For details on how to enable the dynamic tickless behavior in Red Hat Enterprise Linux 7, see Section 6.3.1, “Configuring Kernel Tick Time”.

6.1.3. Interrupt Request (IRQ) Handling

An interrupt request or IRQ is a signal for immediate attention sent from a piece of hardware to a processor. Each device in a system is assigned one or more IRQ numbers to allow it to send unique interrupts. When interrupts are enabled, a processor that receives an interrupt request will immediately pause execution of the current application thread in order to address the interrupt request.

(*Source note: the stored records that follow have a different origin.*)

PR #32, opened 2016-07-27
Added SSL header correction functionality into plugin.

IcyApril:
Allows Flexible SSL to work transparently.

### DIFF
--- a/cloudflare.php
+++ b/cloudflare.php
@@ -95,8 +95,7 @@ function cloudflare_init()
     $ipRewrite = new IpRewrite();
     $is_cf = $ipRewrite->isCloudFlare();
     if ($is_cf) {
-        // The HTTP Request is from Cloudflare. Ip is rewritten successfully.
-        // For more info: github.com/cloudflare/cf-ip-rewrite
+        sslRewrite();
     }
 
     add_action('admin_menu', 'cloudflare_config_page');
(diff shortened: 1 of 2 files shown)


jwineman:
I approve.  @thellimist feel free to merge if you're okay.

thellimist:
@IcyApril 
also could you do 
`composer install`
`composer format`

Thank you

cloudflare.php
```diff
@@ -468,6 +469,16 @@ function purgeCache()
...
 }
 
+function sslRewrite() {
+    if ( isset( $_SERVER['HTTP_X_FORWARDED_PROTO'] ) && $_SERVER['HTTP_X_FORWARDED_PROTO'] == 'https' ) {
+        $_SERVER['HTTPS'] = 'on';
+
+        return true;
+    }
+
+    return false;
```
jwineman: They're useful if we ever wrap the call in an if statement
```
if(sslRewrite()) {
//do something if we rewrote the header
}
```

jwineman:
```
vendor/bin/phpcbf -n --standard=PSR2 --extensions=php,live.php src/
```
per https://github.com/squizlabs/PHP_CodeSniffer/wiki/Fixing-Errors-Automatically#using-the-php-code-beautifier-and-fixer

jwineman:
basically `phpcbf` instead of `phpcs` for whatever command you run.

cloudflare.php
jwineman: Also if we were to test `sslRewrite()` it would need to return `true` or `false` so we could `assert` whether it exited correctly.

thellimist: We can not write tests for sslRewrite if it's in `cloudflare.php`. It'll need to be moved inside `src/WordPress`.

jwineman: I know.  We'll figure that out at some point.  I only mention it to point out that we should be writing all our code in a way that is easy to test even if we can't actually write a test for it.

Because they halt normal operation, high interrupt rates can severely degrade system performance. It is possible to reduce the amount of time taken by interrupts by configuring interrupt affinity or by sending a number of lower priority interrupts in a batch (coalescing a number of interrupts).
For more information about tuning interrupt requests, see Section 6.3.7, “Setting Interrupt Affinity on AMD64 and Intel 64” or Section 6.3.8, “Configuring CPU, Thread, and Interrupt Affinity with Tuna”. For information specific to network interrupts, see Chapter 9, Networking.